- _ASSIGNMENT_: Look through the lines below for the word "whole", and copy every line that has it.

- _DATA IN THIS EXERCISE_:
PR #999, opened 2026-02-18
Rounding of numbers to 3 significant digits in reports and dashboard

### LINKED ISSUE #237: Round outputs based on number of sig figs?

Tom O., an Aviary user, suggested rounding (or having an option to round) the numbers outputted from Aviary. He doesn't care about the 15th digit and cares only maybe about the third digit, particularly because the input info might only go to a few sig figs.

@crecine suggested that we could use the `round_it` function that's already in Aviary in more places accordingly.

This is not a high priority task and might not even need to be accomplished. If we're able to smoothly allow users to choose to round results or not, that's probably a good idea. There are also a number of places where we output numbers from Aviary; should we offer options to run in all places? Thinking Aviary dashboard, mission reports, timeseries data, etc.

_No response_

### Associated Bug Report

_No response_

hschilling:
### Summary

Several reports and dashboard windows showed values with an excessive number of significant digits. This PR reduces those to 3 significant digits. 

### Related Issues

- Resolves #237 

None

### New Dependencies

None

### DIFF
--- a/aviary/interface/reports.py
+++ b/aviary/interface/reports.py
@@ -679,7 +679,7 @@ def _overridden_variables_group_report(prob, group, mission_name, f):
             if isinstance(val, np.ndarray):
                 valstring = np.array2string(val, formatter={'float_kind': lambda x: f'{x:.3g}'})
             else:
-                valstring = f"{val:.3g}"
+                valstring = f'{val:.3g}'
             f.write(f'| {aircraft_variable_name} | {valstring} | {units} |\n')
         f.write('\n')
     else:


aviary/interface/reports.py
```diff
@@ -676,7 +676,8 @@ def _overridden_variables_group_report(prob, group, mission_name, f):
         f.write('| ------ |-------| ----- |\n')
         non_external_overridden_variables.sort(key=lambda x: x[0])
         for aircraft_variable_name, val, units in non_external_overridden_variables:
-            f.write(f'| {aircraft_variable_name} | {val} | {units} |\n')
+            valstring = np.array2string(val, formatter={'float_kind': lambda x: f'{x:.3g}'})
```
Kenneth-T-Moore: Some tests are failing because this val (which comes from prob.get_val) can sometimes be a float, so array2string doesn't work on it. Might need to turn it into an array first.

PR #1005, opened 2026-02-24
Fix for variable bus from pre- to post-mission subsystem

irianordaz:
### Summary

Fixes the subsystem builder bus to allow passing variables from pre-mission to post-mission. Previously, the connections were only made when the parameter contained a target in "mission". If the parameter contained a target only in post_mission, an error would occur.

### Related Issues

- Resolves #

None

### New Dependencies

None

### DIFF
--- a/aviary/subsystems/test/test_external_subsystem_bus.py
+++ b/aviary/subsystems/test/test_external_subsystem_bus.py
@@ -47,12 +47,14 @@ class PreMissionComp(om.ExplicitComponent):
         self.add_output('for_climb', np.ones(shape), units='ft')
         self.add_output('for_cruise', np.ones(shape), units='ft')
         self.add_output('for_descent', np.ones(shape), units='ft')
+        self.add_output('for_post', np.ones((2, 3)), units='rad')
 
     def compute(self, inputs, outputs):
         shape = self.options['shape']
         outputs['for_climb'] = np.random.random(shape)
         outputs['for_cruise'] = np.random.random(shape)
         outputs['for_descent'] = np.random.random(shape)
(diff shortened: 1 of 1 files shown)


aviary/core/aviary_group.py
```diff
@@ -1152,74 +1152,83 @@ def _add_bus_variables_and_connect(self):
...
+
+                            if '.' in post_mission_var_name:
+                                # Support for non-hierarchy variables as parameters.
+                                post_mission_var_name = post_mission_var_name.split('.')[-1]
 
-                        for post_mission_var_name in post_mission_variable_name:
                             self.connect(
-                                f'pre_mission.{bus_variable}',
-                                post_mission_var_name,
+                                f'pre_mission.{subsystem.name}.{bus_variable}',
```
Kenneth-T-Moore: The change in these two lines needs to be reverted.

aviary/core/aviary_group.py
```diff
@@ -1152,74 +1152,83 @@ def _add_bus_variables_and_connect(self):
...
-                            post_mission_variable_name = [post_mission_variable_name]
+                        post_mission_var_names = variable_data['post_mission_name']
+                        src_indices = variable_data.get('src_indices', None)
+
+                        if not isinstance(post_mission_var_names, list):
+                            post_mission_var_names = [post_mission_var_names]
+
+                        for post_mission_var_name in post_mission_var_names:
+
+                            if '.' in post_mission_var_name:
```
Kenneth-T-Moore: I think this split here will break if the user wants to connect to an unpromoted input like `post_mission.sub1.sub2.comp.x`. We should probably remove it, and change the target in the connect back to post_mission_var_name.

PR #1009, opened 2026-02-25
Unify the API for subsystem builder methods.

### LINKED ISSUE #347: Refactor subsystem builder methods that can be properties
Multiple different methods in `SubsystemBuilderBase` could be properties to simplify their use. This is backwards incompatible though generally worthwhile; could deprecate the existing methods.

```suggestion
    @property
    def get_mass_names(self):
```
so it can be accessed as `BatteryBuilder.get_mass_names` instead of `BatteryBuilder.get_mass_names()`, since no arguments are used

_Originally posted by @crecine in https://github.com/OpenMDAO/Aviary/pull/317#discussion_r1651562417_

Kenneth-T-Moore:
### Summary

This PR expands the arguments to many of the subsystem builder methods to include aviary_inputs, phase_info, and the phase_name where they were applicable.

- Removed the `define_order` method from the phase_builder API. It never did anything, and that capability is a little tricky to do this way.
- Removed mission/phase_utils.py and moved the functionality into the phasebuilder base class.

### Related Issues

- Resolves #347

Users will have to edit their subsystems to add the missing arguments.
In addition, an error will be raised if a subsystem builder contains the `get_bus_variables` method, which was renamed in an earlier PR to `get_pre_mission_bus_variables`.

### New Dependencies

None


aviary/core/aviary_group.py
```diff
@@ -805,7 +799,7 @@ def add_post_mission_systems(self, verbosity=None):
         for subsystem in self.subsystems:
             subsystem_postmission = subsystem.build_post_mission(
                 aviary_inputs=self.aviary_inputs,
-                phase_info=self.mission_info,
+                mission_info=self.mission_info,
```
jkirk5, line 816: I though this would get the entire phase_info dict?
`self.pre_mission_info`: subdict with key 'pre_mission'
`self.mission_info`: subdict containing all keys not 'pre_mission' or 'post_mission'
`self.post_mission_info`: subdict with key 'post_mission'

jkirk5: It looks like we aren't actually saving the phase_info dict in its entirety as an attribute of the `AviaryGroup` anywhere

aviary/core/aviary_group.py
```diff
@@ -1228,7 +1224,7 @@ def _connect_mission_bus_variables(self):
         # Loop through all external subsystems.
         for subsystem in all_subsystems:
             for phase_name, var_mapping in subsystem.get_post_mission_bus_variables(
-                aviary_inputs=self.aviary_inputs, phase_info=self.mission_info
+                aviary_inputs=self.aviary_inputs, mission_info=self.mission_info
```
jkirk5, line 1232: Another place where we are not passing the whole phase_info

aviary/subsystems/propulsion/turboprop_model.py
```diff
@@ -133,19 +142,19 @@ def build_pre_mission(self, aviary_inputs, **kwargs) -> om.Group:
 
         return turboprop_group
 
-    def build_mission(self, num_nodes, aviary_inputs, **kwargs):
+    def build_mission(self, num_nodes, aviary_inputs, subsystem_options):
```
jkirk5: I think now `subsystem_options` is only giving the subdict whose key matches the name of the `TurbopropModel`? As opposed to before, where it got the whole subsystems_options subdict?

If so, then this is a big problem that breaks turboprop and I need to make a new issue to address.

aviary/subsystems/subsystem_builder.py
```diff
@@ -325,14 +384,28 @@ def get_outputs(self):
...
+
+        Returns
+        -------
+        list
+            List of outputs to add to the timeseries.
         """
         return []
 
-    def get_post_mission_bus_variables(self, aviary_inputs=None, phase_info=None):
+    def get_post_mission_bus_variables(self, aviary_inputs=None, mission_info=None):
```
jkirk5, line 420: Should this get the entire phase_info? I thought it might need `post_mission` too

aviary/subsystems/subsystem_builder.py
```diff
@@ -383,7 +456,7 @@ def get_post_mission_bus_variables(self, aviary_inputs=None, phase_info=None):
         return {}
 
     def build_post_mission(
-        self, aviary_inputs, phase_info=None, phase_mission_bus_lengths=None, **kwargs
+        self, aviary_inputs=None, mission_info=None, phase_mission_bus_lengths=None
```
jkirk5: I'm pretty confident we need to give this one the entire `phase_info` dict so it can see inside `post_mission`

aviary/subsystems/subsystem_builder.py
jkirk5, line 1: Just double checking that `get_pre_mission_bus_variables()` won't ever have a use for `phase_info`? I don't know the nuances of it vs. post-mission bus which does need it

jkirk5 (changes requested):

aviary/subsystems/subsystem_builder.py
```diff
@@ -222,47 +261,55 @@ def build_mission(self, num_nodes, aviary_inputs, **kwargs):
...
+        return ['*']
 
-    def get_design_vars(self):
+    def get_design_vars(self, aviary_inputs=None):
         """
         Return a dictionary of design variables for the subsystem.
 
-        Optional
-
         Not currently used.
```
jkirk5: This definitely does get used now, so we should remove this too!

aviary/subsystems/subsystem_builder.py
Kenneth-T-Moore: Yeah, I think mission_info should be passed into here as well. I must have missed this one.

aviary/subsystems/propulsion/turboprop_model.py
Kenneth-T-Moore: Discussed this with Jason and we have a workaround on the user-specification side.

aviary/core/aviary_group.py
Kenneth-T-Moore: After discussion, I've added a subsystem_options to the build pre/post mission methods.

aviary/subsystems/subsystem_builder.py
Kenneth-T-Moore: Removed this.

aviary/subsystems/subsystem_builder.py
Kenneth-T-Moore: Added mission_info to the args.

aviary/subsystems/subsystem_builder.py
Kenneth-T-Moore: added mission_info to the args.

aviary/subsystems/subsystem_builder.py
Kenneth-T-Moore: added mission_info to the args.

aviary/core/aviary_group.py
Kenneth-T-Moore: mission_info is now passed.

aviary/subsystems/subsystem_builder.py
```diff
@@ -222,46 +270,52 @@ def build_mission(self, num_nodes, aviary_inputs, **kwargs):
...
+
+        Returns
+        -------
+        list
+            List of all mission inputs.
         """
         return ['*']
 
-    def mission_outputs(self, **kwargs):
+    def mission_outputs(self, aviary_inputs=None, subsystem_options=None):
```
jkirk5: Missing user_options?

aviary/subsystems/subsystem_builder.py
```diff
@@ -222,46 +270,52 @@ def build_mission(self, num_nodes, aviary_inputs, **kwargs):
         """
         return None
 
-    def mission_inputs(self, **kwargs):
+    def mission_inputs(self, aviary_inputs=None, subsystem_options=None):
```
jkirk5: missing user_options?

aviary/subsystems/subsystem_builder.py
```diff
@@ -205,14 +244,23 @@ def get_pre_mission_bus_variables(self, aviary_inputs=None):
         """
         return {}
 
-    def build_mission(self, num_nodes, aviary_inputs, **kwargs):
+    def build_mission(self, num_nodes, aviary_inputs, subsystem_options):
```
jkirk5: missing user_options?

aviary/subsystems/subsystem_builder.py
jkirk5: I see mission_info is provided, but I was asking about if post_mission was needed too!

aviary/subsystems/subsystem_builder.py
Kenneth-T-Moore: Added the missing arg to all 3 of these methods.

- _EXPECTED ANSWER_:
jkirk5, line 1232: Another place where we are not passing the whole phase_info
jkirk5: I think now `subsystem_options` is only giving the subdict whose key matches the name of the `TurbopropModel`? As opposed to before, where it got the whole subsystems_options subdict?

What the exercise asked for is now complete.